Under an earlier agreement reached in March, Prokhorov’s companies agreed to convert a $2 billion debt into RusAl shares through a new emission, increasing Prokhorov’s stake from 14 percent to 18.5 percent. RusAl’s remaining debt to Prokhorov was supposed to be restructured and repaid in two tranches of $350 million, along with another $100 million in interest for deferred payments, sources close to RusAl said.

Now the two sides have agreed to reduce RusAl’s valuation for the deal to $30 billion, from $36 billion, sources at several banks told Vedomosti, citing data from the company. A source close to RusAl’s shareholders confirmed the information. Prokhorov, they said, agreed to convert a total of $1.8 billion in debt into RusAl shares, which would raise his stake to 19.16 percent after the additional share issue.
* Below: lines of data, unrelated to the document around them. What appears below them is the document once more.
PR #251, opened 2016-08-06
added LDAP to dovecot and postfix (TODO: regression test & improve DOC)

kopax:
My mail-server is running and working, this has been done 1 month ago:

In my memories, `start-mailserver.sh` wasn't ready for signed certs. I do use signed certs, and I prefer to have a separate file for both, the key and the certs.
Signed-certs documentation needs to be adapted for the new changes, other certs conf should not be impacted by the change.

I have added postfix-ldap and dovecot-ldap to the packet

I have updated the dovecot.conf for working with my ldap, however, this cannot be kept for simple authentication, please use two separate dovecot.conf file and choose the proper one on initialization by adding some more code to `start-mailserver.sh`.

I also added some examples on how to add accounts and aliases to openldap.

Most important TODO: do regression test and clean the DOC.

If you need help to start the server with your ldap, I can help here.

Regards and sorry for being in hurry, I was OK to share with the help of @tomav, but vacation period and work decided differently.

### DIFF
--- a/README.md
+++ b/README.md
@@ -76,6 +76,8 @@ Don't forget to adapt MAIL_USER and MAIL_PASS to your needs
 
 Now the keys are generated, you can configure your DNS server by just pasting the content of `config/opedkim/keys/domain.tld/mail.txt` in your `domain.tld.hosts` zone.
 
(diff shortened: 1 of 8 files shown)


tomav:
#335 and #352 will replace this one.

PR #264, opened 2016-08-17
Minor corrections to README.md

mathuin:
One example was missing a useful line, which was present in the wiki's example and without which the example does not run.

A typographical error was found in a file.


tomav:
Thanks.

PR #265, opened 2016-08-17
Handle missing files more gracefully.

mathuin:
Several tools expect the presence of certain config files, and fail gracelessly when they are absent.

Both addmailuser and delmailuser assume the existence of the postfix-accounts.cf file, while generate-dkim-config assumes the existence of that file and the postfix-virtual.cf file.

### DIFF
--- a/.gitignore
+++ b/.gitignore
@@ -2,6 +2,8 @@
 docker-compose.yml
 .idea
 test/config/empty/
+test/config/without-accounts/
+test/config/without-virtual/
 test/config/postfix-accounts.cf
 test/config/letsencrypt/mail.my-domain.com/combined.pem
 test/onedir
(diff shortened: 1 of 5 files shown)


tomav:
Build timed out. Restarted.

tomav:
Build is green. But could you add some functional test on this part?

mathuin:
I have never written functional tests before.  They're fun!  If you could make sure that I did them right, I'd appreciate it.

mathuin:
Huh, deleting those files in the test worked here.  Any idea why they cannot be deleted in Travis?

mathuin:
I fixed the functional tests, then rebased against master, which appears to have messed things up.  Would you prefer that I make a clean PR with only my code?

mathuin:
I'm going to force-push my fixed branch here, and see what happens.

tomav:
Thanks @mathuin

PR #273, opened 2016-08-22
Delete orphaned configuration file

Josef-Friedrich:
The config file target/dovecot/dovecot.conf is not used to build the
docker-mailserver image. All tests are working without this file. The
additional config file config/dovecot.cf won’t be loaded if
target/dovecot/dovecot.conf is used.


tomav:
https://github.com/tomav/docker-mailserver/issues/212

PR #278, opened 2016-08-24
add AWS_SES_PORT env

bigpigeon:
ses often connection timeout that used 25 port, therefore I  add a choosesable env

### DIFF
--- a/target/start-mailserver.sh
+++ b/target/start-mailserver.sh
@@ -249,8 +249,11 @@ fi
 
 # Support outgoing email relay via Amazon SES
 if [ ! -z "$AWS_SES_HOST" -a ! -z "$AWS_SES_USERPASS" ]; then
-  echo "Setting up outgoing email via AWS SES host $AWS_SES_HOST"
-  echo "[$AWS_SES_HOST]:25 $AWS_SES_USERPASS" >>/etc/postfix/sasl_passwd
+  if [ -z "$AWS_SES_PORT" ];then
+    AWS_SES_PORT=25
+  fi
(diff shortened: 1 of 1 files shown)


target/start-mailserver.sh
```diff
@@ -249,8 +249,11 @@ fi
...
 if [ ! -z "$AWS_SES_HOST" -a ! -z "$AWS_SES_USERPASS" ]; then
-  echo "Setting up outgoing email via AWS SES host $AWS_SES_HOST"
-  echo "[$AWS_SES_HOST]:25 $AWS_SES_USERPASS" >>/etc/postfix/sasl_passwd
+  if [ -z "$AWS_SES_PORT" ];then
+    AWS_SES_PORT=25
+  fi
+  echo "Setting up outgoing email via AWS SES host $AWS_SES_HOST:$AWS_SES_PORT"
+  echo "[$AWS_SES_HOST]:$AWS_SES_PORT $AWS_SES_USERPASS" >>/etc/postfix/sasl_passwd
   postconf -e \
     "relayhost = [$AWS_SES_HOST]:25" \
```
tomav: We should get AWS_SES_PORT on line 256 too, no?

bigpigeon: you also replace 587 with 25th port
use 25th port is bad idea!

bigpigeon: http://docs.aws.amazon.com/ses/latest/DeveloperGuide/smtp-connect.html

tomav:
Thanks!

PR #286, opened 2016-08-28
Fix build

Josef-Friedrich:
The Refactoring of the scripts 'addmailuser' and 'delmailuser'
destroyed the build process.


tomav:
Thanks!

The bankers said they did not know what would happen to the rest of RusAl’s debt to Prokhorov. Two sources close to RusAl said the remainder would be restructured on approximately the same terms, and that the company had suggested this to Western banks. RusAl, majority owned by a unit of Oleg Deripaska’s Basic Element holding, already owes $7.4 billion to foreign banks.
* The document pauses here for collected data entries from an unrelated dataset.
PR #2, opened 2020-06-24
bisection: Add an initial script for future bisection exercises.

tcwanggoogle:
The idea of the script is to count how many lines of comments are
there in the repo. So over time, when the repo grows, one comment
will make it over the set limit, to trigger the alert. This is
when you can start to use `git bisect` to find out the culprit.
In this way, you won't actually know which commit triggers the
exception by just looking at the commit contents (hopefully!)

Also, just in case you want to start earlier, or the number of
commits never go above the default value (1000), the script also
takes an argument to change the limit, so we can start the
exercise anytime.

As long as python is installed on your machine, the script should
be able to execute. Will seek other options if that's not working

Added a README as instructions.

### DIFF
--- a/bisection/application.py
+++ b/bisection/application.py
@@ -1,0 +1,92 @@
+#!/usr/bin/env python2
+
+"""The fake-core binary of your application
+
+Assume this is the core binary of your application. Assume your goal
+is to keep this binary running without any problems. The purpose is
+to train you using `git bisection` to find out which commit causes
+this binary stopped to work.
+
+The algorithm of this script is to find out how many lines of
+comments are there in the repo. If it exceeds the number we pass
+to this program, it'll raise an exception.
+"""
+
+from __future__ import print_function
+
+import argparse
+import os
+import sys
+
+COMMENT_STYLES = {
+    '.java': ['//', ('/*', '*/')],
+    '.js': ['//'],
+    '.html': [('<!--', '-->')],
+}
+
+def count_comments_from_contents(contents, style):
+    lines = 0
+    if isinstance(style, str):
+        # Consider single line comments
+        for line in contents.split('\n'):
+            if line.strip().startswith(style):
+                lines += 1
+        return lines
+
+    if isinstance(style, tuple):
+        # Consider multi-line comments
+        begin, end = style
+        in_comment_section = False
+        for line in contents.split('\n'):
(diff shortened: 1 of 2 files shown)


bisection/application.py
```diff
@@ -0,0 +1,92 @@
...
+to this program, it'll raise an exception.
+"""
+
+from __future__ import print_function
+
+import argparse
+import os
+import sys
+
+COMMENT_STYLES = {
```
TcgVanguardTroll, line 21: Should there be a inclusion for XML as is that covered in the same context as HTML ?

bisection/application.py
```diff
@@ -0,0 +1,92 @@
...
+    '.java': ['//', ('/*', '*/')],
```
kmh287, line 22: ('/**', '*/') should also capture javadocs

bisection/application.py
```diff
@@ -0,0 +1,92 @@
...
+    '.js': ['//'],
```
kmh287, line 23: /* */ and /** */ are also valid for js

bisection/application.py
tcwanggoogle: Just to be clear: only ('/**', '*/') is valid in Java or ('/*', '*/') is also valid?

kmh287: /** */ is used specifically for documentation e.g. class , method, or field docs.

/* */ just denotes a multi-line comment that can appear within the body of a method.

bisection/application.py
kmh287: `/**` `*/` and `/*` `*/`.

bisection/application.py
tcwanggoogle: Thanks for the clarification. If both are valid, then the current tuple ('/\*', '\*/') should be enough, as I only check the starting of the line. (If add two, javadocs will be counted twice)

bisection/application.py
tcwanggoogle: Same as above

bisection/application.py
tcwanggoogle: Thanks. Added the same comment style as html

tcwanggoogle:
Kevin, can you link the GCP project with the repo again (since the name changed)? Thanks!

The banks’ loans will be extended until the end of 2013 with the right to extend them for another three years, the sources close to RusAl said. The rate will depend on the company’s ratio of debt to earnings before interest, taxes, depreciation and amortization, varying from 7 percentage points above the London interbank offered rate to 3 percentage points over LIBOR. Some of the interest will compound, they said.

Since March, RusAl’s debt to Prokhorov has risen to $2.9 billion from $2.8 billion, one of Vedomosti’s sources said. Prokhorov’s companies are now seeking $200 million in interest instead of just $100 million, the source said. RusAl has continued making interest payments on its debt to the banks, even though it halted payments to Prokhorov.

A source close to RusAl said the company could pay an additional $75 million to Prokhorov’s companies as compensation for not demanding repayment of the debt. The aluminum company is also going to reward the banks for their moratorium — interest and compensation will be paid after they sign the new restructuring agreement.

Under the new restructuring terms, Prokhorov will become RusAl’s second-largest shareholder. Deripaska’s En+ holding will see its stake diluted to 53.39 percent, from 56.8 percent now. Companies connected to former SUAL shareholders Viktor Vekselberg and Len Blavatnik will have their stake reduced to 17.76 percent, from 18.9 percent, while Swiss trader Glencore’s holding will fall to 9.68 percent, from 10.3 percent.

The agreement is being approved with other RusAl creditors, and it is expected to be signed simultaneously with agreements on restructuring debts to foreign and Russian banks, including the $2 billion that RusAl owes to VTB, Sberbank and Gazprombank.

Sources close to RusAl and the banks said the signing could happen this week. Vneshekonombank has already extended its $4.5 billion loan to RusAl for another year, and the company plans to sell 10 percent of its shares in an initial public offering in December to raise about $3 billion to pay down debt.

Because of the upcoming share sale, Prokhorov has declined his option to sell his RusAl stake to the company, a source close to RusAl said.

Spokespeople for RusAl, Prokhorov’s Onexim Group holding company, Glencore and Vekselberg declined comment.

In April 2008, RusAl purchased 25 percent plus one share in Norilsk Nickel from Prokhorov. The company paid with a 14 percent stake in RusAl plus cash, including $4.5 billion that was paid immediately. Another $2.7 billion was supposed to be paid later. The first payment of $700 million was planned for November 2008, but RusAl was unable to make it.